--- Data for analysis Enclosed Below ---

PR #388, opened 2023-09-18
Multigroup radiation transport implementation

chongchonghe:
This PR implements multigroup radiation transport in Quokka. The key changes are:

- Radiation is now treated using N photon energy groups, with group boundaries and opacities defined for each group. 
- The radiation moment equations are solved separately for each group. Matter-radiation coupling is handled through a Newton-Raphson iteration that solves a set of 1+N equations with a sparse 1+N by 1+N Jacobian matrix. 
- Radiation energy exchange between gas and photons is apportioned among groups to conserve total energy. 
- Unit tests for the 1D RadForce and RadTube problems have been updated for the multigroup case. The RadTube test now verifies the separate evolution of two photon groups and compare it with analytic solution.
- ComputeRosselandOpacity is replaced with ComputeFluxMeanOpacity which returns the flux-mean opacity for each photon group. The energy-mean opacity is assumed to equal the flux-mean opacity. This assumption will be released via a future PR. 
- Infrastructure changes include adding the number of groups and group boundaries/units to traits classes, adding the number of variables for each fluid element, and refactoring some radiation-related data structures.

Additional quantitative test problems are planned for future PRs, such as a multigroup version of the SuOlson picket fence problem. This PR focuses on the core multigroup implementation and unit testing for 1D cases. The user should refer to the RadTube or RadForce example for usage of multigroup RT. For single-group (gray approximation) case, the only necessary change is to add `static constexpr int nGroups = 1;` to Physics_Traits. Feedback is welcome to further improve and test this new capability.


src/radiation_system.hpp
```diff
@@ -28,10 +28,15 @@
 #include "hyperbolic_system.hpp"
 #include "simulation.hpp"
 #include "valarray.hpp"
+#include "planck_integral.hpp"
 
 // physical constants in CGS units
 static constexpr double c_light_cgs_ = 2.99792458e10;	      // cgs
 static constexpr double radiation_constant_cgs_ = 7.5646e-15; // cgs
+static constexpr double pi = 3.14159265358979323846;
+static constexpr double hplanck = 6.62606957e-27;  // erg s
```
psharda: We don't need to define these again in quokka, we can just call the ones already defined in Microphysics. For example, k_B can be called as `C::k_B`

BenWibking: Yes, good catch. We should change all of these to just use the values from Microphysics. They are all in the `C` namespace (C is for "constants").

BenWibking:
@chongchonghe I can take a look at this in detail sometime later this week. In the meantime, can you fix the clang-tidy warnings? You can also see them locally in VSCode if you use the clangd extension (https://marketplace.visualstudio.com/items?itemName=llvm-vs-code-extensions.vscode-clangd)

See also: https://github.com/quokka-astro/quokka/wiki/How-to-use-clang%E2%80%90tidy

src/radiation_system.hpp
BenWibking: See this file for the available constants: https://github.com/AMReX-Astro/Microphysics/blob/main/constants/fundamental_constants.H

src/RadForce/test_radiation_force.cpp
```diff
@@ -56,6 +56,11 @@ template <> struct RadSystem_Traits<TubeProblem> {
 	static constexpr double radiation_constant = radiation_constant_cgs_;
 	static constexpr double Erad_floor = 0.;
 	static constexpr bool compute_v_over_c_terms = true;
+	static constexpr double energy_unit = ev2erg / k_B;
+	static constexpr double lower_rad_energy_bound = 0.0;
+	static constexpr double upper_rad_energy_bound = std::numeric_limits<double>::max();
+  static constexpr int nGroups = 2;
+  static constexpr std::array<double, nGroups - 1> radBoundaries {13.6};  // eV, size = nGroups - 1
```
BenWibking: I agree with Mark about changing this to `nGroups + 1` and including the lower energy bound and upper energy bound in this array.

src/RadForce/test_radiation_force.cpp
```diff
@@ -67,14 +72,35 @@ template <> struct Physics_Traits<TubeProblem> {
 	static constexpr bool is_radiation_enabled = true;
 	// face-centred
 	static constexpr bool is_mhd_enabled = false;
+  // CCH: a hack to get nvarTotal_cc_radhydro right in physics_info.hpp
+  static constexpr int nGroups = RadSystem_Traits<TubeProblem>::nGroups;
```
BenWibking: I think it might be necessary to just define this in `Physics_Traits` and reference it within `RadSystem_Traits`, rather than defining it in both traits classes.

src/radiation_system.hpp
```diff
@@ -133,18 +160,68 @@ template <typename problem_t> class RadSystem : public HyperbolicSystem<problem_
 
 	AMREX_GPU_HOST_DEVICE static auto ComputeEddingtonFactor(double f) -> double;
 	AMREX_GPU_HOST_DEVICE static auto ComputePlanckOpacity(double rho, double Tgas) -> double;
+	AMREX_GPU_HOST_DEVICE static auto ComputePlanckOpacityForGroup(double rho, double Tgas) -> quokka::valarray<double, nGroups_>;
```
BenWibking: I don't think it makes sense to have both `ComputePlanckOpacity` and `ComputePlanckOpacityForGroup`. I think it should be named `ComputePlanckOpacity` and it should just return an array of the opacities for all of the groups.

src/radiation_system.hpp
```diff
@@ -133,18 +160,68 @@ template <typename problem_t> class RadSystem : public HyperbolicSystem<problem_
...
+	AMREX_GPU_HOST_DEVICE static auto ComputeFluxMeanOpacityForGroup(double rho, double Tgas) -> quokka::valarray<double, nGroups_>;
```
BenWibking: Same comment as above.

src/radiation_system.hpp
```diff
@@ -133,18 +160,68 @@ template <typename problem_t> class RadSystem : public HyperbolicSystem<problem_
...
 	AMREX_GPU_HOST_DEVICE static auto ComputePlanckOpacityTempDerivative(double rho, double Tgas) -> double;
+	AMREX_GPU_HOST_DEVICE static auto ComputeOpacityTempDerivativeAtBins(double rho, double Tgas)->quokka::valarray<double, nGroups_>;
```
BenWibking: Same comment as above.

src/radiation_system.hpp
```diff
@@ -133,18 +160,68 @@ template <typename problem_t> class RadSystem : public HyperbolicSystem<problem_
...
 	AMREX_GPU_HOST_DEVICE static auto ComputeRosselandOpacity(double rho, double Tgas) -> double;
 	AMREX_GPU_HOST_DEVICE static auto ComputeEintFromEgas(double density, double X1GasMom, double X2GasMom, double X3GasMom, double Etot) -> double;
 	AMREX_GPU_HOST_DEVICE static auto ComputeEgasFromEint(double density, double X1GasMom, double X2GasMom, double X3GasMom, double Eint) -> double;
 
-	template <FluxDir DIR>
-	AMREX_GPU_DEVICE static auto ComputeCellOpticalDepth(const quokka::Array4View<const amrex::Real, DIR> &consVar,
-							     amrex::GpuArray<amrex::Real, AMREX_SPACEDIM> dx, int i, int j, int k) -> double;
+  template <FluxDir DIR>
+  AMREX_GPU_DEVICE static auto ComputeCellOpticalDepth(const quokka::Array4View<const amrex::Real, DIR> &consVar,
```
BenWibking: This needs to be a function of the energy group.

src/radiation_system.hpp
```diff
@@ -133,18 +160,68 @@ template <typename problem_t> class RadSystem : public HyperbolicSystem<problem_
...
+						       amrex::GpuArray<amrex::Real, AMREX_SPACEDIM> dx, int i, int j, int k) -> double;
 
-	AMREX_GPU_DEVICE static auto isStateValid(std::array<amrex::Real, nvarHyperbolic_> &cons) -> bool;
+  AMREX_GPU_DEVICE static auto isStateValid(std::array<amrex::Real, nvarHyperbolic_> &cons) -> bool;
 };
 
+// CCH: compute radiation energy fractions for each bin of a Planck function, given the temperature.
+template <typename problem_t>
+void RadSystem<problem_t>::ComputePlanckEnergyFractions(quokka::valarray<amrex::Real, nGroups_> &radEnergyFractions, amrex::Real const temperature)
```
BenWibking: Is this needed for anything other than setting the initial conditions in LTE?

src/valarray.hpp
```diff
@@ -59,6 +59,7 @@ template <typename T, int d> class valarray
 };
 } // namespace quokka
 
+// array + array
```
BenWibking: `valarray` is intended for representing mathematical vectors, with addition and multiplication by a scalar. I don't think it makes sense to use this object to add other operations. In general, it may be better to use a `std::array`.

BenWibking (commented):
I think the general approach to the code modifications is fine.

I think the additional variables you added to the traits classes can be simplified, so that RadSystem_Traits only needs one additional variable for the energy group boundaries and one additional variable to specify its units, and Physics_Traits only needs one additional variable for the number of energy groups.

I think you may be stretching `quokka::valarray` beyond its intended use case, which was originally for mathematical vectors with addition (and subtraction) of two vectors and multiplication by a scalar (and multiplication by the reciprocal of a scalar). In some cases, `std::array` may be a better choice. If that doesn't work, you may want to create a new array class for your purposes.

I don't think there should be multiple versions of the opacity functions. They should all return opacities for all of the energy groups. It doesn't make sense to keep the old opacity functions that return a scalar.

For multigroup test problems, I would suggest the multigroup radiative shock from Skinner et al. (https://arxiv.org/abs/1806.07390), the problem from Shestakov and Bolstad (https://ui.adsabs.harvard.edu/abs/2005JQSRT..91..133S/abstract), and the radiating sphere test from Graziani (2008) (https://link.springer.com/chapter/10.1007/978-3-540-77362-7_6).

@markkrumholz There is the more general question of whether to solve the comoving or mixed-frame equations. I think for multigroup the preferred option is actually to solve the comoving frame equations, because the group boundaries will otherwise change with the velocity boost. This is necessary to have a feasible number of energy groups where a small number of specific lines are of interest, e.g. Ly-alpha. But this can be implemented later.

src/radiation_system.hpp
chongchonghe: Yes, it's needed for calculating the source terms (Eq. 28 and 33 of the Quokka paper). Now, B is replace with B_i = B * fraction_i.

src/valarray.hpp
chongchonghe: I'm trying to extend it to the capacity of std::valarray. Is there anything wrong with this? I know the C++ community doesn't use valarray much (e.g. https://twitter.com/blelbach/status/839743137761259521?lang=en ), but I don't really understand why. I find it very convenient. Is it a speed issue?

BenWibking: I agree that it is very convenient. I'm not sure why the C++ community doesn't like it very much.

If you want to extend it, I am okay with it. Could you put the changes you want to make to quokka::valarray in a separate PR so I can review them independently of the multigroup code? That PR can be reviewed and merged before tackling the this PR with all of the multigroup stuff.

src/RadForce/test_radiation_force.cpp
```diff
@@ -67,14 +72,35 @@ template <> struct Physics_Traits<TubeProblem> {
...
 };
 
 template <> AMREX_GPU_HOST_DEVICE auto RadSystem<TubeProblem>::ComputePlanckOpacity(const double /*rho*/, const double /*Tgas*/) -> double
 {
 	return 0.; // no heating/cooling
 }
 
-template <> AMREX_GPU_HOST_DEVICE auto RadSystem<TubeProblem>::ComputeRosselandOpacity(const double /*rho*/, const double /*Tgas*/) -> double { return kappa0; }
+template <> AMREX_GPU_HOST_DEVICE auto RadSystem<TubeProblem>::ComputePlanckOpacityForGroup(const double /*rho*/, const double /*Tgas*/) -> quokka::valarray<double, nGroups_>
+{
```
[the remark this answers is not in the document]
BenWibking: This is why this is getting a warning: https://clang.llvm.org/extra/clang-tidy/checks/cppcoreguidelines/pro-type-member-init.html

src/RadForce/test_radiation_force.cpp
```diff
@@ -67,14 +72,35 @@
...
+	quokka::valarray<double, nGroups_> kappaPVec;
+	fillin(kappaPVec, 0.);
+	return kappaPVec;
+}
+
+template <> AMREX_GPU_HOST_DEVICE auto RadSystem<TubeProblem>::ComputeFluxMeanOpacityForGroup(const double /*rho*/, const double Tgas) -> quokka::valarray<double, nGroups_>
+{
```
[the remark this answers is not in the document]
BenWibking: Same issue: https://clang.llvm.org/extra/clang-tidy/checks/cppcoreguidelines/pro-type-member-init.html

BenWibking:
All of the "uninitialized record type" warnings are due to this: https://clang.llvm.org/extra/clang-tidy/checks/cppcoreguidelines/pro-type-member-init.html. Can you fix those?

chongchonghe:
Sorry. Still some work to do before ready for merging. Need to fix 2D and 3D tests. Also need to remove all the clang-tidy warnings.

BenWibking:
It looks like the HIP build fails and the warnings CI fails. Can you take a look at those?

BenWibking:
The CUDA build produces these warnings:

```
../src/radiation_system.hpp(912): warning #780-D: reference is to structured binding "i"
(673): here -- under old for-init scoping rules it would have been variable "i"
(758): here

Remark: The warnings can be suppressed with "-diag-suppress <warning-number>"

../src/radiation_system.hpp(913): warning #780-D: reference is to structured binding "i"
(673): here -- under old for-init scoping rules it would have been variable "i"
(758): here

../src/radiation_system.hpp(914): warning #780-D: reference is to structured binding "i"
(673): here -- under old for-init scoping rules it would have been variable "i"
(758): here

../src/radiation_system.hpp(915): warning #780-D: reference is to structured binding "i"
(673): here -- under old for-init scoping rules it would have been variable "i"
(758): here

../src/radiation_system.hpp(920): warning #780-D: reference is to structured binding "i"
(673): here -- under old for-init scoping rules it would have been variable "i"
(758): here

../src/radiation_system.hpp(921): warning #780-D: reference is to structured binding "i"
(673): here -- under old for-init scoping rules it would have been variable "i"
(758): here

../src/radiation_system.hpp(922): warning #780-D: reference is to structured binding "i"
(673): here -- under old for-init scoping rules it would have been variable "i"
(758): here

../src/radiation_system.hpp(923): warning #780-D: reference is to structured binding "i"
(673): here -- under old for-init scoping rules it would have been variable "i"
(758): here
```

Is this what you intended to do in this code?

BenWibking:
The CUDA build failed. Can you take a look?

BenWibking:
I'll try to review this in detail over the weekend.

Aside from the code itself, I am hesitant to approve this without quantative tests, although they could go in future PRs. What is the plan for quantitative test problems that check the group-by-group solution?

src/RadForce/test_radiation_force.cpp
```diff
@@ -66,14 +59,42 @@ template <> struct Physics_Traits<TubeProblem> {
...
+	return kappaPVec;
 }
 
-template <> AMREX_GPU_HOST_DEVICE auto RadSystem<TubeProblem>::ComputeRosselandOpacity(const double /*rho*/, const double /*Tgas*/) -> double { return kappa0; }
+template <>
+AMREX_GPU_HOST_DEVICE auto RadSystem<TubeProblem>::ComputeFluxMeanOpacity(const double /*rho*/, const double /*Tgas*/)
+    -> quokka::valarray<double, Physics_Traits<TubeProblem>::nGroups>
+{
+	quokka::valarray<double, Physics_Traits<TubeProblem>::nGroups> kappaFVec{};
+	// kappaFVec.fillin(kappa0);
```
BenWibking: Can you remove commented-out code? Unless there's a very good reason to keep it, it just makes it less readable to future developers/users. We've tried to avoid keeping commented-out code anywhere in Quokka (although there are a few places where it still needs to be removed).

src/RadForce/test_radiation_force.cpp
```diff
@@ -132,6 +153,13 @@ template <> void RadhydroSimulation<TubeProblem>::setInitialConditionsOnGrid(quo
 	auto const &Mach_ptr = Mach_arr_g.dataPtr();
 	int x_size = static_cast<int>(x_arr_g.size());
 
+	// CCH: calculate radEnergyFractions
+	quokka::valarray<amrex::Real, Physics_Traits<TubeProblem>::nGroups> radEnergyFractions{};
+	// radEnergyFractions.fillin(1.0 / Physics_Traits<TubeProblem>::nGroups);
```
BenWibking: Can you remove the commented-out code?

src/RadForce/test_radiation_force.cpp
```diff
@@ -132,6 +153,13 @@ template <> void RadhydroSimulation<TubeProblem>::setInitialConditionsOnGrid(quo
 	auto const &Mach_ptr = Mach_arr_g.dataPtr();
 	int x_size = static_cast<int>(x_arr_g.size());
 
+	// CCH: calculate radEnergyFractions
```
BenWibking: As a matter of style, we haven't added initials indicating the developer who has written the code, since it's always available with `git blame`.

src/RadForce/test_radiation_force.cpp
```diff
@@ -183,6 +215,15 @@ AMRSimulation<TubeProblem>::setCustomBoundaryConditions(const amrex::IntVect &iv
 	amrex::Real rho = NAN;
 	amrex::Real vel = NAN;
 
+	// CCH: calculate radEnergyFractions
+	// amrex::Real const temperature = 0.0;
+	// RadSystem<TubeProblem>::ComputeRadEnergyFractions(radEnergyFractions, temperature);
```
BenWibking: Remove the commented-out code.

src/RadForce/test_radiation_force.cpp
```diff
@@ -183,6 +215,15 @@ AMRSimulation<TubeProblem>::setCustomBoundaryConditions(const amrex::IntVect &iv
...
+	quokka::valarray<amrex::Real, Physics_Traits<TubeProblem>::nGroups> radEnergyFractions{};
+	// radEnergyFractions.fillin(1.0 / Physics_Traits<TubeProblem>::nGroups);
```
BenWibking: Remove the commented-out code.

src/RadForce/test_radiation_force.cpp
```diff
@@ -183,6 +215,15 @@ AMRSimulation<TubeProblem>::setCustomBoundaryConditions(const amrex::IntVect &iv
 	amrex::Real rho = NAN;
 	amrex::Real vel = NAN;
 
+	// CCH: calculate radEnergyFractions
```
BenWibking: This is not strictly necessary, since future users can always find that you wrote this line of code with `git blame`.

src/RadMarshak/test_radiation_marshak.cpp
```diff
@@ -52,13 +52,24 @@ template <> struct Physics_Traits<SuOlsonProblem> {
...
 	static constexpr bool is_mhd_enabled = false;
+	static constexpr int nGroups = 1; // number of radiation groups
 };
 
-template <> AMREX_GPU_HOST_DEVICE auto RadSystem<SuOlsonProblem>::ComputePlanckOpacity(const double /*rho*/, const double /*Tgas*/) -> double { return kappa; }
+template <>
+AMREX_GPU_HOST_DEVICE auto RadSystem<SuOlsonProblem>::ComputePlanckOpacity(const double /*rho*/, const double /*Tgas*/) -> quokka::valarray<double, nGroups_>
+{
+	quokka::valarray<double, nGroups_> kappaPVec{};
+	// kappaPVec.fillin(kappa);
```
BenWibking: Remove commented-out code.

src/RadMarshakAsymptotic/test_radiation_marshak_asymptotic.cpp
```diff
@@ -47,25 +47,40 @@ template <> struct Physics_Traits<SuOlsonProblemCgs> {
...
 
-template <> AMREX_GPU_HOST_DEVICE AMREX_FORCE_INLINE auto RadSystem<SuOlsonProblemCgs>::ComputePlanckOpacity(const double rho, const double Tgas) -> double
+template <>
+AMREX_GPU_HOST_DEVICE AMREX_FORCE_INLINE auto RadSystem<SuOlsonProblemCgs>::ComputePlanckOpacity(const double rho, const double Tgas)
+    -> quokka::valarray<double, nGroups_>
 {
 	auto sigma = kappa * std::pow(Tgas / T_hohlraum, -3); // cm^-1
-	return (sigma / rho);				      // cm^2 g^-1
+	quokka::valarray<double, nGroups_> kappaPVec{};
+	// kappaPVec.fillin(sigma / rho);      // cm^2 g^-1
```
BenWibking: Remove commented-out code.

src/RadMarshakAsymptotic/test_radiation_marshak_asymptotic.cpp
```diff
@@ -47,25 +47,40 @@ template <> struct Physics_Traits<SuOlsonProblemCgs> {
...
 
 template <>
-AMREX_GPU_HOST_DEVICE AMREX_FORCE_INLINE auto RadSystem<SuOlsonProblemCgs>::ComputePlanckOpacityTempDerivative(const double rho, const double Tgas) -> double
+AMREX_GPU_HOST_DEVICE AMREX_FORCE_INLINE auto RadSystem<SuOlsonProblemCgs>::ComputePlanckOpacityTempDerivative(const double rho, const double Tgas)
+    -> quokka::valarray<double, nGroups_>
 {
+	quokka::valarray<double, nGroups_> opacity_deriv{};
 	auto sigma_dT = (-3.0 * kappa / Tgas) * std::pow(Tgas / T_hohlraum, -3); // cm^-1
-	return (sigma_dT / rho);
+	// opacity_deriv.fillin(sigma_dT / rho);
```
BenWibking: Remove commented-out code.

src/RadMarshakCGS/test_radiation_marshak_cgs.cpp
```diff
@@ -54,16 +54,25 @@ template <> struct Physics_Traits<SuOlsonProblemCgs> {
...
+	static constexpr int nGroups = 1; // number of radiation groups
 };
 
-template <> AMREX_GPU_HOST_DEVICE auto RadSystem<SuOlsonProblemCgs>::ComputePlanckOpacity(const double /*rho*/, const double /*Tgas*/) -> double
+template <>
+AMREX_GPU_HOST_DEVICE auto RadSystem<SuOlsonProblemCgs>::ComputePlanckOpacity(const double /*rho*/, const double /*Tgas*/) -> quokka::valarray<double, nGroups_>
 {
-	return kappa;
+	quokka::valarray<double, nGroups_> kappaPVec{};
+	// kappaPVec.fillin(kappa);
```
BenWibking: Remove commented-out code.

src/RadMatterCoupling/test_radiation_matter_coupling.cpp
```diff
@@ -52,13 +52,24 @@ template <> struct Physics_Traits<CouplingProblem> {
...
 	static constexpr bool is_mhd_enabled = false;
+	static constexpr int nGroups = 1; // number of radiation groups
 };
 
-template <> AMREX_GPU_HOST_DEVICE auto RadSystem<CouplingProblem>::ComputePlanckOpacity(const double /*rho*/, const double /*Tgas*/) -> double { return 1.0; }
+template <>
+AMREX_GPU_HOST_DEVICE auto RadSystem<CouplingProblem>::ComputePlanckOpacity(const double /*rho*/, const double /*Tgas*/) -> quokka::valarray<double, nGroups_>
+{
+	quokka::valarray<double, nGroups_> kappaPVec{};
+	// kappaPVec.fillin(1.0);
```
BenWibking: Remove commented-out code.

src/RadMatterCouplingRSLA/test_radiation_matter_coupling_rsla.cpp
```diff
@@ -54,13 +54,24 @@ template <> struct Physics_Traits<CouplingProblem> {
...
 	static constexpr bool is_mhd_enabled = false;
+	static constexpr int nGroups = 1; // number of radiation groups
 };
 
-template <> AMREX_GPU_HOST_DEVICE auto RadSystem<CouplingProblem>::ComputePlanckOpacity(const double /*rho*/, const double /*Tgas*/) -> double { return 1.0; }
+template <>
+AMREX_GPU_HOST_DEVICE auto RadSystem<CouplingProblem>::ComputePlanckOpacity(const double /*rho*/, const double /*Tgas*/) -> quokka::valarray<double, nGroups_>
+{
+	quokka::valarray<double, nGroups_> kappaPVec{};
+	// kappaPVec.fillin(1.0);
```
BenWibking: Remove commented-out code.

src/RadStreaming/test_radiation_streaming.cpp
```diff
@@ -44,16 +37,33 @@ template <> struct Physics_Traits<StreamingProblem> {
...
+	static constexpr double Erad_floor = initial_Erad;
+	static constexpr bool compute_v_over_c_terms = false;
+};
+
+template <>
+AMREX_GPU_HOST_DEVICE auto RadSystem<StreamingProblem>::ComputePlanckOpacity(const double /*rho*/, const double /*Tgas*/) -> quokka::valarray<double, nGroups_>
 {
-	return kappa0;
+	quokka::valarray<double, nGroups_> kappaPVec{};
+	// kappaPVec.fillin(kappa0);
```
BenWibking: Remove commented-out code.

src/RadStreaming/test_radiation_streaming.cpp
```diff
@@ -64,12 +74,22 @@ template <> void RadhydroSimulation<StreamingProblem>::setInitialConditionsOnGri
 	const auto Erad0 = initial_Erad;
 	const auto Egas0 = initial_Egas;
 
+	// CCH: calculate radEnergyFractions
+	quokka::valarray<amrex::Real, Physics_Traits<StreamingProblem>::nGroups> radEnergyFractions{};
+	// radEnergyFractions.fillin(1.0 / Physics_Traits<StreamingProblem>::nGroups);
```
BenWibking: Remove commented-out code.

src/RadStreaming/test_radiation_streaming.cpp
```diff
@@ -102,23 +122,36 @@ AMRSimulation<StreamingProblem>::setCustomBoundaryConditions(const amrex::IntVec
 	amrex::GpuArray<int, 3> lo = box.loVect3d();
 	amrex::GpuArray<int, 3> hi = box.hiVect3d();
 
+	// CCH: calculate radEnergyFractions
+	quokka::valarray<amrex::Real, Physics_Traits<StreamingProblem>::nGroups> radEnergyFractions{};
+	// radEnergyFractions.fillin(1.0 / Physics_Traits<StreamingProblem>::nGroups);
```
BenWibking: Remove commented-out code.

src/RadSuOlson/test_radiation_SuOlson.cpp
BenWibking, line 1: This test problem is designed for gray radiation transport. Does it make sense to make this a 2-group problem?

src/RadTube/test_radiation_tube.cpp
```diff
@@ -58,11 +52,36 @@ template <> struct Physics_Traits<TubeProblem> {
...
+	static constexpr double energy_unit = C::k_B;
+	static constexpr amrex::GpuArray<double, Physics_Traits<TubeProblem>::nGroups + 1> radBoundaries{0., T0, 3.3 * T0, inf}; // Kelvin
+};
+
+template <>
+AMREX_GPU_HOST_DEVICE auto RadSystem<TubeProblem>::ComputePlanckOpacity(const double /*rho*/, const double /*Tgas*/) -> quokka::valarray<double, nGroups_>
+{
+	quokka::valarray<double, nGroups_> kappaPVec{};
+	// amrex::Real const kappa0_g = kappa0;
+	// kappaPVec.fillin(kappa0_g);
```
BenWibking: Remove commented-out code.

src/RadhydroShell/test_radhydro_shell.cpp
```diff
@@ -123,15 +124,21 @@ void RadSystem<ShellProblem>::SetRadEnergySource(array_t &radEnergy, const amrex
 	});
 }
 
-template <> AMREX_GPU_HOST_DEVICE AMREX_FORCE_INLINE auto RadSystem<ShellProblem>::ComputePlanckOpacity(const double /*rho*/, const double /*Tgas*/) -> double
+template <>
+AMREX_GPU_HOST_DEVICE auto RadSystem<ShellProblem>::ComputePlanckOpacity(const double /*rho*/, const double /*Tgas*/) -> quokka::valarray<double, nGroups_>
 {
-	return kappa0;
+	quokka::valarray<double, nGroups_> kappaPVec{};
+	// kappaPVec.fillin(kappa0);
```
BenWibking: Remove commented-out code.

src/RadhydroShock/test_radhydro_shock.cpp
```diff
@@ -75,16 +75,25 @@ template <> struct Physics_Traits<ShockProblem> {
...
 };
 
-template <> AMREX_GPU_HOST_DEVICE AMREX_FORCE_INLINE auto RadSystem<ShockProblem>::ComputePlanckOpacity(const double rho, const double /*Tgas*/) -> double
+template <>
+AMREX_GPU_HOST_DEVICE AMREX_FORCE_INLINE auto RadSystem<ShockProblem>::ComputePlanckOpacity(const double rho, const double /*Tgas*/)
+    -> quokka::valarray<double, nGroups_>
 {
-	return (kappa / rho);
+	quokka::valarray<double, nGroups_> kappaPVec{};
+	// kappaPVec.fillin(kappa / rho);
```
BenWibking: Remove commented-out code.

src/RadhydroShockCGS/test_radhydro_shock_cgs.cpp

--- End of Enclosed Data for analysis ---

* Requirement
Return only the lines spanning from the first line of the material through the line with "This PR implements", copied exactly, both ends kept.

* Task output
PR #388, opened 2023-09-18
Multigroup radiation transport implementation

chongchonghe:
This PR implements multigroup radiation transport in Quokka. The key changes are:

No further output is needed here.